PR #1121, opened 2017-08-24
CMake helper to deprioritize Anaconda include path

pietern:
I ran into an issue where a subset of packages were found in the
Anaconda path. This path also contained includes for other packages
and the Anaconda path inadvertently took precendence over the intended
include path. The new `caffe2_include_directories` helper is a hacky
attempt to "fix" this by deprioritizing Anaconda paths in the hope
that intended include paths are searched before Anaconda.


Yangqing:
@ezyang Edward, since you are the master of conda builds - do you think this looks reasonably good?

Yangqing (approved):

ezyang:
I think it's OK. You might also consider deprioritizing `/usr/local/include` similarly; this one causes a lot of troubles for the OS X users!

On the other hand, it doesn't really strike at the root cause, which is that the library searching logic can insert include directories that, in the end, don't end up being the location that gcc/clang ends up using at the end. But maybe it is "good enough"!

pietern:
@ezyang Yes, it's addressing the symptom, not the cause. The "right" way to solve this, or at least signal this, is effectively reimplement a path searcher that checks that a given list of include paths will resolve headers to their expected paths. Fundamentally any include path can include any header, so to fully solve this we would have to copy headers to some staging path where we control where they come from.

ezyang:
@houseroad tracked down a nasty compilation problem (with this patch, conda builds of caffe2 don't work, but "equivalent" hand done builds do): if your source directory has the word "anaconda" in its path (as is the case by default with a conda-build), source include paths will get ordered incorrectly. (This will show up as the error  `"Expected GLOO_USE_CUDA to be defined"`). This was hard to track down because the build system was literally behaving differently depending on the path of the source directory.

Given this, I am not sure we should keep this hack. It doesn't seem like the last time it will trigger in a weird way like this.

PR #1124, opened 2017-08-25
Fix more MKL build issues

Yangqing:
Turns out that due to the cmake improvement by @lukeyeager , we now no longer rely on compiler flags but on the macros.h file to obtain CAFFE2_USE_MKL. This requires some minor changes in the MKL implementation to properly capture the macro before testing it.


lukeyeager:
Sorry for the annoyance from https://github.com/caffe2/caffe2/pull/1103. Hopefully this means C2 will be easier to use as a 3rd party library, though!

Yangqing:
no problem, thanks @lukeyeager - that was a great work to reduce unnecessary rebuilds!

Issue #1135, opened 2017-08-28
rasbian build error in workerspool.h


Knight-X:
In file included from /home/pi/workspace/caffe2/caffe2/utils/threadpool/ThreadPool.cc:2:0:
/home/pi/workspace/caffe2/caffe2/utils/threadpool/WorkersPool.h: In member function ‘void caffe2::WorkersPool::Execute(const std::vector<std::shared_ptr<caffe2::Task> >&)’:
/home/pi/workspace/caffe2/caffe2/utils/threadpool/WorkersPool.h:364:60: error: use of ‘auto’ in lambda parameter declaration only available with -std=c++14 or -std=gnu++14
     std::for_each(++tasks.begin(), tasks.end(), [this, &n](auto& task) {
                                                            ^~~~
/home/pi/workspace/caffe2/caffe2/utils/threadpool/WorkersPool.h: In lambda function:
/home/pi/workspace/caffe2/caffe2/utils/threadpool/WorkersPool.h:365:37: error: request for member ‘get’ in ‘task’, which is of non-class type ‘int’
       workers_[n++]->StartWork(task.get());
                                     ^~~
In file included from /usr/include/c++/6/algorithm:62:0,
                 from /home/pi/workspace/caffe2/caffe2/core/common.h:4,
                 from /home/pi/workspace/caffe2/caffe2/utils/threadpool/WorkersPool.h:1,
                 from /home/pi/workspace/caffe2/caffe2/utils/threadpool/ThreadPool.cc:2:
/usr/include/c++/6/bits/stl_algo.h: In instantiation of ‘_Funct std::for_each(_IIter, _IIter, _Funct) [with _IIter = __gnu_cxx::__normal_iterator<const std::shared_ptr<caffe2::Task>*, std::vector<std::shared_ptr<caffe2::Task> > >; _Funct = caffe2::WorkersPool::Execute(const std::vector<std::shared_ptr<caffe2::Task> >&)::<lambda(int&)>]’:
/home/pi/workspace/caffe2/caffe2/utils/threadpool/WorkersPool.h:366:6:   required from here
/usr/include/c++/6/bits/stl_algo.h:3769:5: error: no match for call to ‘(caffe2::WorkersPool::Execute(const std::vector<std::shared_ptr<caffe2::Task> >&)::<lambda(int&)>) (const std::shared_ptr<caffe2::Task>&)’
  __f(*__first);
  ~~~^~~~~~~~~~
[...]

PR #1136, opened 2017-08-28
fix build error in workersthread.h

Knight-X:
According #1135, fix error in C++11, because using auto as a parameter of lambda is supported by c++14. In order to build in c++11, it should declare with type.


pietern:
Thanks for the PR. This was fixed in 076a4a99f6c4026c7fe47f2062b256063059cafa.

PR #226, opened 2026-08-21
Jp/poulpy bin fhe deps

Pro7ech:
### Summary

Remove backend deps in poulpy-bin-fhe. This meant removing examples, but we can add them later in a specialized crate compiling examples. And duplicating example in each backend is not a good practice.

### `poulpy-hal`

- Add `reference::znx`, the portable scalar kernels over `[i64]`, moved out of `poulpy-cpu-ref` so that a crate can reach them without depending on a backend. `poulpy_cpu_ref::reference::znx` re-exports them, so existing paths are unchanged.

### `poulpy-bin-fhe`

- **Breaking:** the crate no longer depends on any backend, in `dependencies` or `dev-dependencies`, matching `poulpy-core` and `poulpy-ckks`. The `enable-avx`, `enable-avx512f`, `enable-ifma` and `enable-neon` features are removed (`enable-neon` was inert: nothing referenced `poulpy-cpu-arm`), and `enable-bin-fhe` no longer enables anything.
- **Breaking:** the per-backend test modules are replaced by public `blind_rotation::test_suite`, `circuit_bootstrapping::test_suite` and `bdd_arithmetic::test_suite`, instantiated by a backend crate through the new `bin_fhe_backend_test_suite!`. The `bdd_arithmetic` / `circuit_bootstrapping` / `max_array` examples move to `poulpy-cpu-ref` and run on `FFT64Ref`.


jdumezy:
I think there is an issue with CI: poulpy-bin-fhe/enable-avx remains in AVX_FEATURES, while line 41/42 also retain enable-avx/enable-ifma.
Also, `cargo test -p poulpy-cpu-ref` fails because of a missing enable-core feature.
Finally, README in poulpy-bin-fhe, avx and avx512 are now stale with this change.

jdumezy (approved):

PR #229, opened 2026-08-25
Fix precision loss when encrypting with non limb-aligned k

jdumezy:


poulpy-ckks/src/test_suite/mul.rs
```diff
@@ -124,6 +133,84 @@ where
     );
 }
 
+pub fn test_mul_ct_limb_boundary_precision<BE, F, E>(
```
Pro7ech: Since the bug was encryption related, why do we need this test?

poulpy-core/src/default/encryption/compressed/gglwe.rs
```diff
@@ -169,6 +174,7 @@ where
                         source_xe,
                         &mut scratch_2,
                     );
+                    round_glwe_columns_to_k(self, &mut full_ct, 0..1, &mut scratch_2);
```
Pro7ech: I think it would be simpler and more future proof to update the sampling API instead of adding a patch everywhere sampling is called, allow for masking of the output. It's already sampling in the base2k domain, so low-bit masking (or sampling in a scaled smaller base2k) shouldn't be an issue.

Pro7ech (changes requested):

poulpy-ckks/src/test_suite/mul.rs
jdumezy: It is not strictly needed, was used for diagnostic as it was the original problem that lead to the fix.

poulpy-core/src/default/encryption/compressed/gglwe.rs
```diff
@@ -162,6 +162,7 @@ where
                     self.fill_glwe_mask_from_seed_default(base2k, &mut full_ct, 1, rank_out, seed);
                     self.glwe_encrypt_sk_internal(
                         base2k,
+                        full_ct.k().as_usize(),
```
Pro7ech: This is already obtainable by NoiseInfos

poulpy-core/src/default/encryption/glwe.rs
```diff
@@ -15,6 +16,31 @@ use poulpy_hal::{
     source::Source,
 };
 
+fn round_vec_znx_columns_to_k<BE, M>(
```
Pro7ech: Remove

Pro7ech (changes requested):

poulpy-core/src/default/encryption/glwe.rs
```diff
@@ -277,7 +281,9 @@ where
             * (self.bytes_of_vec_znx_dft(1, size) + self.bytes_of_vec_znx_big(1, size) + BE::bytes_of_vec_znx(self.n(), 1, size));
         let lvl_3: usize = self.vec_znx_big_normalize_tmp_bytes();
 
-        lvl_0 + lvl_1 + lvl_2 + lvl_3
+        (lvl_0 + lvl_1 + lvl_2 + lvl_3)
+            .max(self.vec_znx_rsh_tmp_bytes())
```
Pro7ech: This is an artifact from the old rounding

poulpy-core/src/default/encryption/glwe.rs
```diff
@@ -368,6 +374,8 @@ where
         + ScalarZnxFillBinaryHwSourceBackend<BE>
         + ScalarZnxFillBinaryProbSourceBackend<BE>
         + ScalarZnxFillBinaryBlockSourceBackend<BE>
+        + VecZnxRshAssignBackend<BE>
+        + VecZnxLshAssignBackend<BE>
```
Pro7ech: remove

poulpy-core/src/default/encryption/glwe.rs
```diff
@@ -480,6 +489,19 @@ where
                 self.vec_znx_copy_backend(&mut res.data, i, &ci_ref, 0);
             }
         }
+        let padding = res
```
Pro7ech: Why do we need padding in PK encryption?

Pro7ech (approved):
____
* Required work
Each line that contains the string "utils" should be copied from the data above.

* Answer to the exercise
In file included from /home/pi/workspace/caffe2/caffe2/utils/threadpool/ThreadPool.cc:2:0:
/home/pi/workspace/caffe2/caffe2/utils/threadpool/WorkersPool.h: In member function ‘void caffe2::WorkersPool::Execute(const std::vector<std::shared_ptr<caffe2::Task> >&)’:
/home/pi/workspace/caffe2/caffe2/utils/threadpool/WorkersPool.h:364:60: error: use of ‘auto’ in lambda parameter declaration only available with -std=c++14 or -std=gnu++14
/home/pi/workspace/caffe2/caffe2/utils/threadpool/WorkersPool.h: In lambda function:
/home/pi/workspace/caffe2/caffe2/utils/threadpool/WorkersPool.h:365:37: error: request for member ‘get’ in ‘task’, which is of non-class type ‘int’
                 from /home/pi/workspace/caffe2/caffe2/utils/threadpool/WorkersPool.h:1,
                 from /home/pi/workspace/caffe2/caffe2/utils/threadpool/ThreadPool.cc:2:
/home/pi/workspace/caffe2/caffe2/utils/threadpool/WorkersPool.h:366:6:   required from here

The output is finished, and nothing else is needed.